I defeated my curry with ease, but the others didn't fair so well. Joe disappointed me the most with his failings.
Usually, once your done eating in an Indian restaurant, your waiter will remove your dishes and then immediately furnish you with a plastic package which, when opened, reveals a volcanic-hot mini-towel to "freshen" yourself.

The Hove Tandoori does things a little differently.

A small porcelain plate was placed in front of us, with what looked to me like 4 big white Refresher sweets (apparently they looked like marshmallows to Nicki). However, when boiling water was poured onto them, they sprang into life, erecting to their full height. With tongs and assurances that they were "very hot", our water placed one each in our hands.

It was those lava towels! NO PLASTIC PACKAGING.

I was highly impressed, let me tell you.

21:45

We paid and left the restaurant.
It was at this point that Joe admitted he would go out as long as we didn't stay out more than an hour or so.
This worked to my advantage, as I didn't want to let Mary's guestlist kindness down, but had no intention of going out for a whole night.
So we drove to Brighton's Churchill Square carpark, and Will ventured to the PavTav.

22:03

Walking to the seafront means go past Oceana. And going past Oceana means you have to go past people queueing to get into Oceana.
The queue itself feels like Groundhog Day. Everyone looks/smells/acts exactly the same. Male teenagers drenched in Lynx's newest flavour, wearing an Abercrombie and Fitch shirt and one of those studded-leather "Jesus Loves You" belts speaking with a semi-London accent. I don't think they could aggrovate me more if they tried.

We made it down to the seafront and made our best guess as to where Digital was. It wasn't far.
There was some initial confusion, as the guestlist-woman (I am unsure if there is a specific word to describe her, I don't think "bouncer" is correct. Maybe I'm being think?) was unable to locate our place on the guestlist.

An exasperated Mary was forced to come out and sort thing out, but we made it in eventually.

22:14

When we got inside we were immediately provided with a Crayola pen (mine was orange, I still have it) and a little bingo sheet thing.

People were using their Crayola pens in the manner I told of earlier.

22:44

After Killing In The Name played (which was the musical highlight of the night) a man took to the stage in a formal shirt and tie, and began a humorous skit about health and safety. The costume would have been much more realisitc had he not been wearing the cliched geek glasses, which have become fashionable amongst even those who have never heard of binary.

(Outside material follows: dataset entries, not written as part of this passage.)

Issue #571, opened 2015-01-23
Use CBLQueryBuilder in CBLIncrementalStore


pasin:
Use CBLQueryBuilder in CBLIncrementalStore so that:
1. View can be auto-generated based on fetch request's predicate.
2. Support more types of predicates such as compound predicates.
3. Simplify query coding logic.

Limitation:
No relationship queries (Join) supported by CBLQueryBuilder. We could detect this and fall back to full-table scan as the current CBLIncrementalStore does when there are no views specified.

snej:
Can this be closed now that the PR has been merged? Or is there more work?

pasin:
This can be closed now.

PR #582, opened 2015-02-02
CBLIncrementalStore - Utilize CBLQueryBuilder and add relationship search (#571)

pasin:
CBLIncrementalStore - Utilize CBLQueryBuilder and add relationship search

- Use CBLQueryBuilder to fetch documents with predicates that do not have relationship keypath, otherwise fall back to the old way of using view and post filtering.
- Scan the original predice to generate a new predicate with template and a variable dictionary.
- Refator executeRequest:request:context:error method by seperating out each type of requests into its own method.
- Update unit tests

#571

### DIFF
--- a/Source/API/Extras/CBLIncrementalStore.m
+++ b/Source/API/Extras/CBLIncrementalStore.m
@@ -24,6 +24,9 @@
 #  error This class requires ARC!
 #endif
 
+#define INFO(FMT, ...)  NSLog(@"[CBLIS] INFO " FMT, ##__VA_ARGS__)
+#define WARN(FMT, ...)  NSLog(@"[CBLIS] WARNING " FMT, ##__VA_ARGS__)
+#define ERROR(FMT, ...)  NSLog(@"[CBLIS] ERROR " FMT, ##__VA_ARGS__)
 
 NSString * const kCBLISErrorDomain = @"CBLISErrorDomain";
 NSString * const kCBLISObjectHasBeenChangedInStoreNotification = @"kCBLISObjectHasBeenChangedInStoreNotification";
@@ -36,11 +39,10 @@ static NSString * const kCBLISFetchEntityByPropertyViewNameFormat = @"CBLIS/fetc
 static NSString * const kCBLISFetchEntityToManyViewNameFormat = @"CBLIS/%@_tomany_%@";
 
 
-// utility functions
+// Utility functions
 static BOOL CBLISIsNull(id value);
 static NSString *CBLISToManyViewNameForRelationship(NSRelationshipDescription *relationship);
 static NSString *CBLISResultTypeName(NSFetchRequestResultType resultType);
-
 
 @interface NSManagedObjectID (CBLIncrementalStore)
 - (NSString*) couchbaseLiteIDRepresentation;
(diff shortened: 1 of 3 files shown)


pasin:
As there are many changes across CBLIncrementalStore.m, below shows the core changes in the pull request:

Line 647 - 1085 : [QueryBuilder Related Changes] (https://github.com/couchbase/couchbase-lite-ios/blob/feature/issue_571_cblis_query/Source/API/Extras/CBLIncrementalStore.m#L647-L1085)

Line 1263 - 1369 : [Add Relationship Search to full entity search] (https://github.com/couchbase/couchbase-lite-ios/blob/feature/issue_571_cblis_query/Source/API/Extras/CBLIncrementalStore.m#L1263-L1369)

Source/API/Extras/CBLIncrementalStore.m
```diff
@@ -761,239 +634,797 @@ - (void) _initializeViews
...
-/** Queries the database by a given fetch request. Checks the cache for the result first. */
-- (NSArray*) _queryObjectsOfEntity:(NSEntityDescription*)entity byFetchRequest:(NSFetchRequest*)fetch inContext:(NSManagedObjectContext*)context error:(NSError**)outError
-{
-    id cached = [self _cachedQueryResultsForEntity:entity.name predicate:fetch.predicate];
-    if (cached) {
-        return cached;
+    if (!builder)
+        return nil;
+
+    [self cacheQueryBuilder:builder
```
snej: Don't you only need to cache the builder if it's new? You can move lines 774-779 inside the if() block above.

Source/API/Extras/CBLIncrementalStore.m
```diff
@@ -1229,148 +1629,70 @@ - (CBLQueryEnumerator*) _queryEnumeratorForQuery:(CBLQuery*)query error:(NSError
...
+    SHA1_Final(digest, &ctx);
+    return [NSData dataWithBytes: &digest length: sizeof(digest)];
 }
 
-- (NSArray*) _cachedQueryResultsForEntity:(NSString*)entityName predicate:(NSPredicate*)predicate
-{
-    NSString *cacheKey = [NSString stringWithFormat:@"%@_%@", entityName, predicate];
-    return [_fetchRequestResultCache objectForKey:cacheKey];
+- (NSString *)encodeCacheKey:(id)key {
+    NSData *archive = [NSKeyedArchiver archivedDataWithRootObject:key];
```
snej: I found out recently that this approach doesn't work reliably :(
NSKeyedArchiver doesn't always create identical data for equal objects, maybe because dictionaries don't get written in a consistent order. I need to fix this in CBLQueryBuilder too. I'll probably end up converting the NSPredicate to a string instead of archiving it.

Source/API/Extras/CBLIncrementalStore.m
```diff
@@ -761,239 +634,797 @@ - (void) _initializeViews
...
+#pragma mark - Misc
+
+- (id) _couchbaseLiteValueForAttributeValue:(id)value ofType:(NSAttributeType)type {
+    id result = nil;
+
+    switch (type) {
+        case NSInteger16AttributeType:
+        case NSInteger32AttributeType:
+        case NSInteger64AttributeType:
+            result = [NSNumber numberWithLong:CBLISIsNull(value) ? 0 : [value longValue]];
```
snej: In the typical case where `value` is already an NSNumber, this is an expensive no-op.
If it's not an NSNumber (and not NSNull), it'll throw an exception ... is that acceptable or does this method need to fail gracefully?
The same goes for the float types too.

pasin: I agree that we don't need to create a new NSNumber of it's already NSNumber. This is from the original code so I will run some tests to make sure that it will not break anything.

Regarding the data type check, as the value is coming from CoreData, I think we could expect that the value has a valid type. But when converting from CBLDocument to NSManagedObject , I think it should validate the type there.

PR #589, opened 2015-02-10
Allow a doc to be updated more than once in a single transaction

### LINKED ISSUE #256: Conflict error when updating a document multiple times in transaction block
Test Definition: Create a document and update a value for n times. 
When updating the value using the "in-transaction" block an exception is received. 

The bug can be reproduced by the following code: 
https://github.com/couchbaselabs/iOS-WorkerBee/blob/Performance_Testing_2/Tests/Test8_DocRevisions.m

The exception does not occur when the document revision is done without a in-transaction block.

snej:
This didn't use to work correctly because the CBLDocument's currentRevision didn't
update to the new revision after the first update; then the second update would use
an obsolete _rev and fail with a conflict.
Added code to inform the CBLDocument immediately, even during a transaction, but
prevent the change notification from being posted till the transaction ends.
Fixes #256

### DIFF
--- a/Source/API/CBLDatabase.m
+++ b/Source/API/CBLDatabase.m
@@ -109,7 +109,7 @@ static id<CBLFilterCompiler> sFilterCompiler;
     BOOL external = NO;
     for (CBLDatabaseChange* change in changes) {
         // Notify the corresponding instantiated CBLDocument object (if any):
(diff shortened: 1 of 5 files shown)


snej:
Updated the commit to handle an aborted transaction (thanks Pasin!) 

Look at the -storageExitedTransaction: method, and at the second transaction in the test case.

A little while into the skit, the host (as he shall he now be known) announced that tonight was "not about health and safety" because "we don't give a fuck about health and safety" and that tonight was about underground bingo. He was very charasamtic, and funny, and I think the concept of the night is very good. I would have really enjoyed it a couple of years ago.

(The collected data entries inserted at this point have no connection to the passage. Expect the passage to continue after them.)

Issue #536, opened 2014-11-21
Mac Application Reachability issue


pasin:
Per reported in #522, when using CBL in mac app, reachability stops working correctly sometime and always reported that the connected server is not reachable.

nl:
This is still very much a showstopper for using continuous replications in Mac apps.

snej:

The premise of the night was that inbetween dancing and drinking, the music would occasionally stop and bingo would be played until someone won. The prizes ranged from a soft toy panda to a HD video camera.

I didn't win anything. Even if I had I don't think I would have pushed my way through the crowd and claimed my prize.

23:32

We walked back to the car. We discussed how old we felt, and blamed the teenagers in the club for making us feel old. Near the carpark, Nicki said the immortal words:
"Are they having sex?"
I looked over to the alley where she was pointing. There were a set of stairs. A man was thrusting, and a pair of bare legs extended over his hips.

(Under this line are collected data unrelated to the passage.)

Issue #584, opened 2015-02-04
Router should support "?stale=" parameter on view query requests


snej:
Our REST API implementation doesn't support the `?stale=` query parameter from the [CouchDB API](http://docs.couchdb.org/en/latest/api/ddoc/views.html). This means there's no way for a PhoneGap client to query a view without updating the index first.

PR #598, opened 2015-02-13
Add stale parameter support on view query requests

pasin:
- Based on CouchDB spec (http://wiki.apache.org/couchdb/HTTP_view_API), the stale option can be 'ok' or 'update_after'.

- If there is no stale specified or if the view has never updated its index before (first time), the index will be updated first. The result will be queried and returned after the index is updated.

- If stale=ok is set, the view will not update its index and the result will be returned as is.

- If stale=update_after, the view will return the result and then update its index after.

#584

### DIFF
--- a/Source/CBL_Router.m
+++ b/Source/CBL_Router.m
@@ -204,6 +204,17 @@
     options->group = [self boolQuery: @"group"];
     options->content = [self contentOptions];
 
+    // Stale options (ok or update_after):
+    NSString *stale = [self query: @"stale"];
+    if (stale) {
+        if ([stale isEqualToString:@"ok"])
+            options->indexUpdateMode = kCBLUpdateIndexNever;
+        else if ([stale isEqualToString:@"update_after"])
+            options->indexUpdateMode = kCBLUpdateIndexAfter;
+        else
+            return nil;
+    }
+    
     // Handle 'keys' and 'key' options:
     NSError* error = nil;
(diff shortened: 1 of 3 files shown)


Source/CBL_Router.m
```diff
@@ -204,6 +204,17 @@ - (CBLQueryOptions*) getQueryOptions {
...
 
+    // Stale options (ok or update_after):
+    NSString *stale = [self query: @"stale"];
+    if (stale) {
+        if ([stale isEqualToString:@"ok"])
+            options->indexUpdateMode = kCBLUpdateIndexNever;
+        else if ([stale isEqualToString:@"update_after"])
+            options->indexUpdateMode = kCBLUpdateIndexAfter;
+        else
+            return nil;
```
snej: Shouldn't return here; it'll skip setting the other options below.

pasin: I checked with CouchDB v1.6.0 and it also reported an error when I gave an invalid value.

Returning nil will allow the router handler to report an error which is kCBLStatusBadRequest when the stale option is invalid. The error status is inline with the current implementation when view query params such as startKey, endKey or, bbox is invalid. 

Let me know if you confirm that we shouldn't return the error and should use the default update_before mode for this case.

snej: Oh, I didn't know it rejected other values. I know that Couchbase Server accepts `stale=false` as well, but that's probably just because it defaults (defaulted?) to `update_after`. Never mind!

Issue #596, opened 2015-02-12
LiveQuery should re-run query from scratch after options are changed


snej:
Changing the query options of an already-running CBLLiveQuery should be supported, and should re-run the query from scratch (regardless of the view's current sequence number.)

atkit:
thanks

atkit:
Am I correct, every time we change LiveQuery parameters we should call:
```
queryOptionsChanged
```
as well

pasin:
Yes, you are correct.

snej:
Rationale was that there are a _lot_ of properties that can be set, and we thought it wasn't worth creating custom setters for every single one of them to detect changes (or adding dozens of KV observers.) Especially since it's likely you'll change more than one of them at a time, so there'd be extra complexity to wait for you to stop making changes before triggering the query...

PR #600, opened 2015-02-17
Add a method to notify LiveQuery when query options changed

pasin:
* Added a method called 'queryOptionsChanged', used for notifying LiveQuery that query params were changed and LiveQuery should re-run the query from scratch.

* Current I didn't reset the rows properties before re-run the query. Assuming that a user is observing rows property, by not resetting the rows property, users will not get any notification before the new re-run query result is done.

#596

### DIFF
--- a/Source/API/CBLQuery.h
+++ b/Source/API/CBLQuery.h
@@ -175,6 +175,10 @@ typedef NS_ENUM(unsigned, CBLIndexUpdateMode) {
     If nil, the last execution of the query was successful. */
 @property (readonly, nullable) NSError* lastError;
 
+/** Call this method to notify that the query parameters have been changed, the CBLLiveQuery object
+    should re-run the query. */
+- (void) queryOptionsChanged;
+
 @end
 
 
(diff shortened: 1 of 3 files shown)


snej:
Hm, I don't have a good feeling about adding another instance variable, since the logic in CBLLiveQuery is already complicated enough. Wouldn't it be enough to just make `queryOptionsChanged` call `[self viewChanged: nil]`? That will already force another query.

pasin:
First I have thought about doing that too, but at line [428] (https://github.com/couchbase/couchbase-lite-ios/blob/master/Source/API/CBLQuery.m#L428-L429), I understand that the sequence number given to the `runAsyncIfChangedSince: onComplete :` method should be reset as well. Please let me know if I misunderstood that.

pasin:
I removed the _queryOptionDidChange and use _lastSequence variable instead. By checking _lastSequence variable to reset the since-last-sequence param when re-querying the view, we also fixes a side bug that the since-last-sequence should be reset when the view is changed as well.

Issue #597, opened 2015-02-13
iOS Dynamic Framework / Module support


lordkev:
Opening this per the list discussion here:

https://groups.google.com/forum/#!topic/mobile-couchbase/q2kLQv01LKQ

This would allow the library to be built as an iOS 8+ dynamic framework under a new additional target. Should have a PR incoming in the next few days.

snej:
The "CBL iOS Framework" target builds a true dynamic-library framework for use in iOS 8.

Note: This library isn't fat. I'm actually unsure whether we _should_ build a fat dynamic library; I don't know if the simulator code will get stripped out when the developer's app is built.

lordkev:
Great, thanks for this. Apologies for not getting around to finishing it up - got busy with other stuff.

snej:
No prob. I felt better about doing it myself anyway … no slight intended, it's just that the build settings in the project are pretty complex and prone to breaking if not treated exactly right :)

lordkev:
None take, I understand. :)

PR #602, opened 2015-02-17
Add iOS 8 dynamic framework target

lordkev:
This adds a dynamic framework target for iOS 8+ per issue #597.

Notes:
- I had to conditionally define the Gregorian calendar identifier due to a deprecation in iOS 8
- I didn't create a framework for the listener as we don't use it, but I can add that too when I get a chance if you'd like.

### DIFF
--- a/Source/API/CBLJSON.m
+++ b/Source/API/CBLJSON.m
@@ -125,7 +125,7 @@ static NSDateFormatter* getISO8601Formatter() {
         // Thanks to DenNukem's answer in http://stackoverflow.com/questions/399527/
         sFormatter = [[NSDateFormatter alloc] init];
         sFormatter.dateFormat = @"yyyy-MM-dd'T'HH:mm:ss.SSSXXX";
-        sFormatter.calendar = [[NSCalendar alloc] initWithCalendarIdentifier:NSGregorianCalendar];
+        sFormatter.calendar = [[NSCalendar alloc] initWithCalendarIdentifier:NSCalendarIdentifierGregorian];
         sFormatter.locale = [[NSLocale alloc] initWithLocaleIdentifier:@"en_US"];
     }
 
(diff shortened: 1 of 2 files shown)


Source/API/CBLJSON.m
```diff
@@ -125,7 +125,11 @@ + (size_t) estimateMemorySize: (id)object {
         // Thanks to DenNukem's answer in http://stackoverflow.com/questions/399527/
         sFormatter = [[NSDateFormatter alloc] init];
         sFormatter.dateFormat = @"yyyy-MM-dd'T'HH:mm:ss.SSSXXX";
+#ifdef __IPHONE_8_0
+        sFormatter.calendar = [[NSCalendar alloc] initWithCalendarIdentifier:NSCalendarIdentifierGregorian];
```
snej: There's no need to #ifdef this — NSCalendarIdentifierGregorian is available back to iOS 4. Just change the constant.

lordkev: Fixed. I saw that originally when I looked at the definition in the NSCalendar header, but then I looked around just to make sure and saw some reports of people having issues with it being unavailable on iOS. Looks like they were building with Xcode 5 against iOS 7 so it shouldn't be an issue anymore.

lordkev: As long as we don't need to maintain the ability to build against previous SDKs.

snej:
I checked this out and it builds, but the output isn't fat — you get a framework that's either ARM-only or x86-only depending on whether you selected a device or simulator in the scheme pop-up. Having two frameworks like this is a pain to use in an app: you have to set up per-SDK search paths to link in one framework or the other depending on which SDK you build with.

To fix this I think you'll need to do something like what the 'CBL iOS library' target does: use a custom build script to run a second build for the 'other' target and then use lipo to merge the libraries together.

I think it would also be best to make this target link in libCouchbaseLite.a (built by the 'CBL iOS library' target) rather than build all the source files. That way it won't break whenever we add new source files, which already happened due to adding CBLSymmetricKey.m as part of the db-encryption merge.

lordkev:
Sorry, going to take another look at this but it may be a bit!

snej:
I just checked in my own change to add a dynamic framework. Try it out and let me know if it works for your needs.

PR #604, opened 2015-02-18
Don't create SQLite FTS or RTree tables until needed

snej:
This allows CBL to work with a SQLite build that doesn't include the fts3 or rtree modules
(for example, a stock build of SQLCipher.)
It probably also speeds up database creation somewhat.
Also, I noticed we didn't have any unit tests for geo anymore, so I went back in time and
restored the old one.


snej:
Updated the patch to handle the case where a geo/fts query is made before any geo/fts rows have been added to this index. (Initially this would fail because the tables didn't exist yet.)

PR #607, opened 2015-02-20
Added CBLModel support for inverse relations [API CHANGE]

### LINKED ISSUE #606: Inverse relation support for CBLModel
Add CBLModel support for computed inverse-relation properties (a typical ORM feature, also found in Core Data.)

For example, if the `Album` class has a relation `@property Artist* artist` (i.e. the JSON property value is the docID of a document corresponding to an `Artist` model), then it should be possible to define a property on `Artist` like `@property (readonly) NSArray* albums`, whose value is an array of the `Album` objects whose `artist` property points to the receiver.

Behind the scenes, there's no JSON property backing this. Its value is computed on demand by querying a view that indexes the `artist` property of every album document. (If this turns out to be too slow we can cache the value until the view index changes.) 

Caveats:

* The property value is **recomputed on every call**. 
* These properties are **not KV-observable** (that would be great to add later, but it would require something like a LiveQuery, and would have to be carefully optimized to be scaleable.)

To define a property like this, you have to do three things:
1. Define the [dynamic] property itself, with type `NSArray*`.
2. Implement a class method +<i>property</i>`ItemClass` that returns the class that has the inverse relation, i.e. the class of the items in the array to be returned.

They were definitely having sex.

We didn't want to stare, so we carried on walking. When we pulled out of the carpark we tried to get a picture on the iPhone. I don't know how good the picture is, if it ever goes up on Facebook or something I'll add it.

Friday morning

It was sometime Friday morning I realise that I really have no interest left in the going-to-clubs thing. PavTav is fine, and if people want to do something it's not like I'm going to say no, but it just doesn't hold any interest for me. Not anymore.
It's not like it was that night's fault. The night seemed pretty good, and it's not like all the people were dicks or anything.
Just in terms of going out on the town, I'm not really interested in anything more exotic than seeing my friends and drinking to some music I at least remotely like.
Maybe that makes me boring.
But I don't mind.
I'll be boring.

Thursday 14 October 2010

Plurali, and why that is definitely wrong.

So what did I learn today? This:

Graffiti is plural.
Who knew?
I didn't.
One piece is a graffito.
Graffito comes from the Italian meaning "little scratch" or "scribble". It doesn't quite translate that way anymore, but it did.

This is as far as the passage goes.